* _Task description_:
Look for the word "statement" in the entries and copy each line where it appears.
BEGIN The input
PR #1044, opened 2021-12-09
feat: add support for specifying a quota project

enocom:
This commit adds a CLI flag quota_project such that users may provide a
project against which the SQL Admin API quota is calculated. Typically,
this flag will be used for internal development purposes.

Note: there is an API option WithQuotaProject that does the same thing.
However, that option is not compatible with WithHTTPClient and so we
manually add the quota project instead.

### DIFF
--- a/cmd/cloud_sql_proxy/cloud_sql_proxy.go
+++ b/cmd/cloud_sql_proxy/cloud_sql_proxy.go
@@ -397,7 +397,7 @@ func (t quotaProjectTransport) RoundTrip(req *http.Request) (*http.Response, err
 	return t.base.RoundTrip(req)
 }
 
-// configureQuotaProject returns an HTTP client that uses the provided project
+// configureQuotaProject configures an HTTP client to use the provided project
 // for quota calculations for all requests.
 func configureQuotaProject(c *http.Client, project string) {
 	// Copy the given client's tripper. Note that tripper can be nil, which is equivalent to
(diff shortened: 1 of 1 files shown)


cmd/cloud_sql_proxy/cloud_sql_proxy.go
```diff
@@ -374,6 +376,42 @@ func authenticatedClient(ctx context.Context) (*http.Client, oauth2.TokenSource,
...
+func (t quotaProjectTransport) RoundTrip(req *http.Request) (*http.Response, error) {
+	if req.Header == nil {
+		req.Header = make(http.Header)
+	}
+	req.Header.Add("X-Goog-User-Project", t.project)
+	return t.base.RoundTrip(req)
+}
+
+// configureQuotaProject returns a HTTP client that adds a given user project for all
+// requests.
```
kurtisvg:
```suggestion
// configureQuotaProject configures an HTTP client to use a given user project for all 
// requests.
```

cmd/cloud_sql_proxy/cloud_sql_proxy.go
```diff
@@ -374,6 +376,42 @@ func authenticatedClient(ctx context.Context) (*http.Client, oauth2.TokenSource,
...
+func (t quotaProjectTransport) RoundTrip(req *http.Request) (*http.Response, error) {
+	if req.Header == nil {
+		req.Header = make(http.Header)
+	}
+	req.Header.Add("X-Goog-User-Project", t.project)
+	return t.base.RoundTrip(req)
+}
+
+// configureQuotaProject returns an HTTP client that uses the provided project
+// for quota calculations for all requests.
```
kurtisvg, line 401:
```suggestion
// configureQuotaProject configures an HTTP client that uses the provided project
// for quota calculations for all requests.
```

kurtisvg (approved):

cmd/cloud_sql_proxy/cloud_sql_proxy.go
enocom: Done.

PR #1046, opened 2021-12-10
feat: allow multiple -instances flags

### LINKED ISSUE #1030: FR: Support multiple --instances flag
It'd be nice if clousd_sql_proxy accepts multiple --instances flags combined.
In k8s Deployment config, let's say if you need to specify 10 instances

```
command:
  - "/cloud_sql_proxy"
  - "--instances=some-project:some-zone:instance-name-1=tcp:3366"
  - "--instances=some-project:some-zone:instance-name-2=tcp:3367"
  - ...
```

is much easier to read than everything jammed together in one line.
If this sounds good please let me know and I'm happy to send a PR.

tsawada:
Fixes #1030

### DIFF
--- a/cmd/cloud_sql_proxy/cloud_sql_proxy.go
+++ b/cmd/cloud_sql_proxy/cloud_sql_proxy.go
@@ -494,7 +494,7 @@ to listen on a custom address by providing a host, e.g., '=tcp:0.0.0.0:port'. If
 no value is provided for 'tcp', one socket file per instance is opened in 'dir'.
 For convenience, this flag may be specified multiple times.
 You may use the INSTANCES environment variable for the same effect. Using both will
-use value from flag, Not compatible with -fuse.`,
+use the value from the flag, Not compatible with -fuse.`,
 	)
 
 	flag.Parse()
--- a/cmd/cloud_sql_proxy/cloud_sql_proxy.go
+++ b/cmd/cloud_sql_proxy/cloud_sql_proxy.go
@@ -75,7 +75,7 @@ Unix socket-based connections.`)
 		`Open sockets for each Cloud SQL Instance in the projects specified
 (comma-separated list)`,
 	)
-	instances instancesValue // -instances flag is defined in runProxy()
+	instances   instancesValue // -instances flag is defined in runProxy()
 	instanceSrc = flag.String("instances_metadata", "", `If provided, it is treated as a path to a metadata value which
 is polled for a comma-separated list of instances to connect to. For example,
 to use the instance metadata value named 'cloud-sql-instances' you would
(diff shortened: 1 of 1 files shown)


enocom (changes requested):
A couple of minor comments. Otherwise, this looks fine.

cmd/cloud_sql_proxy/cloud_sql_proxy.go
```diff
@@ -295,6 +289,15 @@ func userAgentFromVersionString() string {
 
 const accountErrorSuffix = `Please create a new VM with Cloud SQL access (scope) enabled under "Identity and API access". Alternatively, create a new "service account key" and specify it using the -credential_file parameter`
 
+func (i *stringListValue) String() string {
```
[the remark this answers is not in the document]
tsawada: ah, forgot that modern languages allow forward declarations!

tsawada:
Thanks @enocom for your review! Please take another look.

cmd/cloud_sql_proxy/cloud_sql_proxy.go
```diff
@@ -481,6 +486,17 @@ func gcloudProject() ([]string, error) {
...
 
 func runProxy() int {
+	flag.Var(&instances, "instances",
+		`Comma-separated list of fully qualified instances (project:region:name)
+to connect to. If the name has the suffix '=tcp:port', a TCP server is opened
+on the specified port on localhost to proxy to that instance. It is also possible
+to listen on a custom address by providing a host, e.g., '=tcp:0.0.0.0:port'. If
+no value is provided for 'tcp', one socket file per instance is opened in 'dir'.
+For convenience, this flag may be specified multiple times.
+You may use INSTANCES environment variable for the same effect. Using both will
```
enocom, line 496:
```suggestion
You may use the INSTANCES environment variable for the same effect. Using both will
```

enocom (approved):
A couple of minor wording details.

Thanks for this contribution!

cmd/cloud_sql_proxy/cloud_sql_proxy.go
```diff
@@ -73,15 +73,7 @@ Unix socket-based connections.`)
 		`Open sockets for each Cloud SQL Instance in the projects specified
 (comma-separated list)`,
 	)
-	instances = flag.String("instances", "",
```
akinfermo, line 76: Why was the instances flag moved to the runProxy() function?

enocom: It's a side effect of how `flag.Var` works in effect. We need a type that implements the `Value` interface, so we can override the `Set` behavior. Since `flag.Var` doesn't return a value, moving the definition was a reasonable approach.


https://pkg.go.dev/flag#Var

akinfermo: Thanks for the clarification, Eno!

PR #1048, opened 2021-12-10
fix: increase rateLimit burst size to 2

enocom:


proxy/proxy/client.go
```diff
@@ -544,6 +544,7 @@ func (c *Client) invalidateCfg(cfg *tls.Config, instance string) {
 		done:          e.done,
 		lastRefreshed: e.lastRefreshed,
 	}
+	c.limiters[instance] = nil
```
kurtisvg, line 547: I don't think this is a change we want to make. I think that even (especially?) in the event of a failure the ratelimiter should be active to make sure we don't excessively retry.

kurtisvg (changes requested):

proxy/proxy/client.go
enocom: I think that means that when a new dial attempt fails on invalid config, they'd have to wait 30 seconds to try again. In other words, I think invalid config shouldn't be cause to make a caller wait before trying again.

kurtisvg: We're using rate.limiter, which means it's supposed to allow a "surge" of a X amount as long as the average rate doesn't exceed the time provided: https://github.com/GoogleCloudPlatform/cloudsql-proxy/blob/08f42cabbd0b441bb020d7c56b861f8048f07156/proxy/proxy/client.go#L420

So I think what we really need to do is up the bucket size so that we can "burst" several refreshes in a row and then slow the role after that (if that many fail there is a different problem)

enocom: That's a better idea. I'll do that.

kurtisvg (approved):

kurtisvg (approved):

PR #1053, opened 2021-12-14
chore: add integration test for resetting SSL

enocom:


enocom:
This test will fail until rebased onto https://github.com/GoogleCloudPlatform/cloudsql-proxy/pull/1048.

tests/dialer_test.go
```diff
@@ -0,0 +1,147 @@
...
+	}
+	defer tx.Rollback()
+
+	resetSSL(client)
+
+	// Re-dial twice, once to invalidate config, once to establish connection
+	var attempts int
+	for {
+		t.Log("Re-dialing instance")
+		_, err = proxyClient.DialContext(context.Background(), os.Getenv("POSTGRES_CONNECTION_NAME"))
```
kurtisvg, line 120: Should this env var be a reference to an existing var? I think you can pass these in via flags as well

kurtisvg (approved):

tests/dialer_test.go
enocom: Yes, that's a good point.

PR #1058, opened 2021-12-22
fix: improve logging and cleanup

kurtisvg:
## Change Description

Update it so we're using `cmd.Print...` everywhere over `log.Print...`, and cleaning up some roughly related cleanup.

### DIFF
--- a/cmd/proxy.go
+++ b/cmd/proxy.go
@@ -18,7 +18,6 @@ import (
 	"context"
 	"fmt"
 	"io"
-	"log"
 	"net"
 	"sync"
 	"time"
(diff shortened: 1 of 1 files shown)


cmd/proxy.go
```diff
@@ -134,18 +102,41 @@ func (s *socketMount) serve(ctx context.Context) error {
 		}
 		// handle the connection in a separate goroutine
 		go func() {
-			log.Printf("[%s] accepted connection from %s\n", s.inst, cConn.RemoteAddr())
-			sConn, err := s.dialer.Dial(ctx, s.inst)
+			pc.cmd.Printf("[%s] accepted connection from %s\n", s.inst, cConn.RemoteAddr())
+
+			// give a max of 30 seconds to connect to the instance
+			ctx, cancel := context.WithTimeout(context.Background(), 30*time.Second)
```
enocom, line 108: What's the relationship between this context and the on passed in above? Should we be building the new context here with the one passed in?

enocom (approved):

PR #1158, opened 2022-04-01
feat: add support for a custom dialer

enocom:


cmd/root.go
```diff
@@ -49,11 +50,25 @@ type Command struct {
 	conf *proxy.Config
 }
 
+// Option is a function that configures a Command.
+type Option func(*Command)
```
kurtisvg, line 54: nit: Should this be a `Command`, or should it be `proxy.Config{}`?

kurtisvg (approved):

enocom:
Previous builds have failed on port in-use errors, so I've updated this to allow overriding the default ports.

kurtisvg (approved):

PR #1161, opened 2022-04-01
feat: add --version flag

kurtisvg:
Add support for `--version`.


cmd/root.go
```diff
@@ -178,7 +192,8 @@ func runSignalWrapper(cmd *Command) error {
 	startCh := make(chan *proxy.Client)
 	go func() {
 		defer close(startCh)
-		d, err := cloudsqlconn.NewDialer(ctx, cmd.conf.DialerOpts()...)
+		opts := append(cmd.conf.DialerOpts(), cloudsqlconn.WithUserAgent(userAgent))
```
END The input
BEGIN The input
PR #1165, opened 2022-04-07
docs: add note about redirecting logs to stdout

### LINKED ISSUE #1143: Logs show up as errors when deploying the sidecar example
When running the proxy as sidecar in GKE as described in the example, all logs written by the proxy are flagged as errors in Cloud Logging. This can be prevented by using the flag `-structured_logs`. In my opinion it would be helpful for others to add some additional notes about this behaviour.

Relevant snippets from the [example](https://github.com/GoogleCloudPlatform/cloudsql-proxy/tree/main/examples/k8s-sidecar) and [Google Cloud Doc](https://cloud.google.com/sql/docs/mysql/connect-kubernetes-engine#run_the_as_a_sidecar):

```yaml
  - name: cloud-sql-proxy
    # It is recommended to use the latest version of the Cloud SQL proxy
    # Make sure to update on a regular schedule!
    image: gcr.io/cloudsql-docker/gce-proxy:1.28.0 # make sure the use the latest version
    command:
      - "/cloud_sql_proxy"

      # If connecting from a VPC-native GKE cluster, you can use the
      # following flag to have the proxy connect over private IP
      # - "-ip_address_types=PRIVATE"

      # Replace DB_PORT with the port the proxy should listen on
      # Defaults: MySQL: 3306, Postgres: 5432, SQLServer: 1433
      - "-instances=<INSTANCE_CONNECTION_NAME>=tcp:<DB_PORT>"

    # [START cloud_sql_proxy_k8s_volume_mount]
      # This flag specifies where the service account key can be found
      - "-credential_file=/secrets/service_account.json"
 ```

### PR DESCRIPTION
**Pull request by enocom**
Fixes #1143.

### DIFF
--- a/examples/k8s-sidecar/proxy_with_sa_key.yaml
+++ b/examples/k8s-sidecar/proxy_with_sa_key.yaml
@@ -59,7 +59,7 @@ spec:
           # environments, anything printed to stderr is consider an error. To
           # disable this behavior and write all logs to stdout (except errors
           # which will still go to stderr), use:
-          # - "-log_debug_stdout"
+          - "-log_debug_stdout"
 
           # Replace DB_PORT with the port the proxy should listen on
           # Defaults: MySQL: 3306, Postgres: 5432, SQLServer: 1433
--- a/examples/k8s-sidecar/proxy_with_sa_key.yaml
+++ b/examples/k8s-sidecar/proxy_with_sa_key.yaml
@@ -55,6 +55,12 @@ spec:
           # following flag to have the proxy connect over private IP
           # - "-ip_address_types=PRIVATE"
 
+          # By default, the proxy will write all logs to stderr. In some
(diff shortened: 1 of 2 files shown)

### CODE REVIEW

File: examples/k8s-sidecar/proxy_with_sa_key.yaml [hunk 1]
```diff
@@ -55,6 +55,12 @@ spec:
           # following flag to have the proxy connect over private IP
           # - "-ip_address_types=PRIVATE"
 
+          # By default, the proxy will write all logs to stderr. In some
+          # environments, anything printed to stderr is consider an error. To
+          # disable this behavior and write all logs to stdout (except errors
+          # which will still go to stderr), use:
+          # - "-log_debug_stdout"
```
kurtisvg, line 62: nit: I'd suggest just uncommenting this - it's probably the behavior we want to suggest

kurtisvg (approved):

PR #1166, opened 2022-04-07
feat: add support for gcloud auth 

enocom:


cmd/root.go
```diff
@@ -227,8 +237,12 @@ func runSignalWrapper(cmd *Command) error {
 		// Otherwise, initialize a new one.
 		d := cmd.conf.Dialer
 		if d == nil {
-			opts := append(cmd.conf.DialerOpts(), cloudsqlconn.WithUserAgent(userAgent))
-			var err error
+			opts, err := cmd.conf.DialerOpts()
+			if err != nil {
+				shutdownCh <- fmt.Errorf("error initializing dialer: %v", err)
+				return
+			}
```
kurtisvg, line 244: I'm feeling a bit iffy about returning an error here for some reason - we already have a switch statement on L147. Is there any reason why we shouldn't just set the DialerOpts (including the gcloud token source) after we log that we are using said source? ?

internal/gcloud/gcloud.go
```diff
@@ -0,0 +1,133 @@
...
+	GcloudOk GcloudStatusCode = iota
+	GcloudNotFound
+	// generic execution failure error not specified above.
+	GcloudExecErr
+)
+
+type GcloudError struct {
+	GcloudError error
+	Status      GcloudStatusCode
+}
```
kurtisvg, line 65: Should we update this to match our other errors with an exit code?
END The input
BEGIN The input
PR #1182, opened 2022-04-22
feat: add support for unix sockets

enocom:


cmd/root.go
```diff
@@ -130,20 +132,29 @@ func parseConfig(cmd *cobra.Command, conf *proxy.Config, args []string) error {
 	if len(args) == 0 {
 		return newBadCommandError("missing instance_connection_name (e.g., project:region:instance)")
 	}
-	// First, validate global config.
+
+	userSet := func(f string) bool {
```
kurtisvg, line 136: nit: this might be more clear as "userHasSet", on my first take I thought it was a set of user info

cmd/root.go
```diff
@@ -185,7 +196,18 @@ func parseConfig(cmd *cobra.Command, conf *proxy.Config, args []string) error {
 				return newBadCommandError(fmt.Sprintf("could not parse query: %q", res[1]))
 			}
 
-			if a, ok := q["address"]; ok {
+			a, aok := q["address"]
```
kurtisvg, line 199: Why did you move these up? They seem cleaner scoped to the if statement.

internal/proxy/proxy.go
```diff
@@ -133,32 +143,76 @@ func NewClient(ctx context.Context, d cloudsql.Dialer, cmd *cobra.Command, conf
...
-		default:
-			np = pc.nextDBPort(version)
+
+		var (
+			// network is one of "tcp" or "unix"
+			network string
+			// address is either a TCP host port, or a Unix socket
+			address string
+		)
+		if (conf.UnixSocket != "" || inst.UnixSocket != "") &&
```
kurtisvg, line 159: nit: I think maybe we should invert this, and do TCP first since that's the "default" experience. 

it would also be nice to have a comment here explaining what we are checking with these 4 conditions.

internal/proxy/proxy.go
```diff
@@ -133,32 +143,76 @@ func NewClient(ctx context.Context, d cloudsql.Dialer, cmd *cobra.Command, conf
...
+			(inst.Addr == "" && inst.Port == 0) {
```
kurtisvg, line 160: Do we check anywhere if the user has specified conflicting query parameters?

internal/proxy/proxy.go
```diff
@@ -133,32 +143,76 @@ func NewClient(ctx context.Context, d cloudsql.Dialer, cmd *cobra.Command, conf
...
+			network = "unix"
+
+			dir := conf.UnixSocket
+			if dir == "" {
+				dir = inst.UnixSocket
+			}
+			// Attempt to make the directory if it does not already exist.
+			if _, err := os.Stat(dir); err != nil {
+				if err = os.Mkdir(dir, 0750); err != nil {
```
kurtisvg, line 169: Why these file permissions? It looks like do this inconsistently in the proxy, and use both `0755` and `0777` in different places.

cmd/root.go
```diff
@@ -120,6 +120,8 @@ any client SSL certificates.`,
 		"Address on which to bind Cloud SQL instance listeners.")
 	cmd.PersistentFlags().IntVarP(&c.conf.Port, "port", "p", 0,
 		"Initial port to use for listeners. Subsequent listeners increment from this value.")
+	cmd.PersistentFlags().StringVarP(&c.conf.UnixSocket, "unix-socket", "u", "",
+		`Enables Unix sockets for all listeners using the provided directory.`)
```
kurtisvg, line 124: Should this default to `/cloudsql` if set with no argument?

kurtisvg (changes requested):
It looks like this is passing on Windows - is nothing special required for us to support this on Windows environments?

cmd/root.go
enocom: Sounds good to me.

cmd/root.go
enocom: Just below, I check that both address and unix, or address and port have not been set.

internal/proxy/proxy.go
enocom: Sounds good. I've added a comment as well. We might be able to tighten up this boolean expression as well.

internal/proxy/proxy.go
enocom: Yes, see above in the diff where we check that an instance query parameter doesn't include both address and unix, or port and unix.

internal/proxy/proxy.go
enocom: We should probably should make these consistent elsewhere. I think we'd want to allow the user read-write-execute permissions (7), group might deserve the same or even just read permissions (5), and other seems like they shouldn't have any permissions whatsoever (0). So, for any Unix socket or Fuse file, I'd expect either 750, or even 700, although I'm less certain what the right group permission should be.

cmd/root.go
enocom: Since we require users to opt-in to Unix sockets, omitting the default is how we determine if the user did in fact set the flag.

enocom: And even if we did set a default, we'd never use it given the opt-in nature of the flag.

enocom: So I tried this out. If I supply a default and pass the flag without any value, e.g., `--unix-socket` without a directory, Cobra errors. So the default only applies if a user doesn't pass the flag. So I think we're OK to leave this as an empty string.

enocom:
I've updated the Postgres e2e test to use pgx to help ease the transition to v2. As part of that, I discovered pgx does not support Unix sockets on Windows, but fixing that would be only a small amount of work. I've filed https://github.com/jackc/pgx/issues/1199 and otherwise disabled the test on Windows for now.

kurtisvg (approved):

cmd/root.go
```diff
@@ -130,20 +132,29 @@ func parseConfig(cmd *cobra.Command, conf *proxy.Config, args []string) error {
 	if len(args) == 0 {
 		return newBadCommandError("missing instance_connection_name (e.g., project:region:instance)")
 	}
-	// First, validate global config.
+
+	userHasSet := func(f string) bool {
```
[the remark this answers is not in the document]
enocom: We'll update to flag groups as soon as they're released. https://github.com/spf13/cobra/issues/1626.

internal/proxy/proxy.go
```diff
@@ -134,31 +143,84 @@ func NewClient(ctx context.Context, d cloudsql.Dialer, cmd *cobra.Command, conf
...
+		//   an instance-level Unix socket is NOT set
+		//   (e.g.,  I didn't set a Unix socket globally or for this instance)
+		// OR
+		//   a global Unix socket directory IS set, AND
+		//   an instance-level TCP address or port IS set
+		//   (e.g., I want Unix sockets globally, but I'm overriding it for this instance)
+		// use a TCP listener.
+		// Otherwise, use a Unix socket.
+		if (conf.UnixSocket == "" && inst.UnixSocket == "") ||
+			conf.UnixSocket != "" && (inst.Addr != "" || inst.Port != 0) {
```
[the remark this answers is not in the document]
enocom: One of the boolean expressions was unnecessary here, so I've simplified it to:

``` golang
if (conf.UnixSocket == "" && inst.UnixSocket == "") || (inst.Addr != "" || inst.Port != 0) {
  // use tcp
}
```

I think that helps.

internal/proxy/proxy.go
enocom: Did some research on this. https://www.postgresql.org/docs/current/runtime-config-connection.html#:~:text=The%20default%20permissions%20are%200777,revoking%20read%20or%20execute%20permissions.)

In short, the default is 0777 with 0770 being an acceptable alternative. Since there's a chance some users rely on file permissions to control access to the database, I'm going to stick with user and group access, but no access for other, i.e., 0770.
END The input
* _Solution to this task_:
kurtisvg, line 244: I'm feeling a bit iffy about returning an error here for some reason - we already have a switch statement on L147. Is there any reason why we shouldn't just set the DialerOpts (including the gcloud token source) after we log that we are using said source? ?
kurtisvg, line 199: Why did you move these up? They seem cleaner scoped to the if statement.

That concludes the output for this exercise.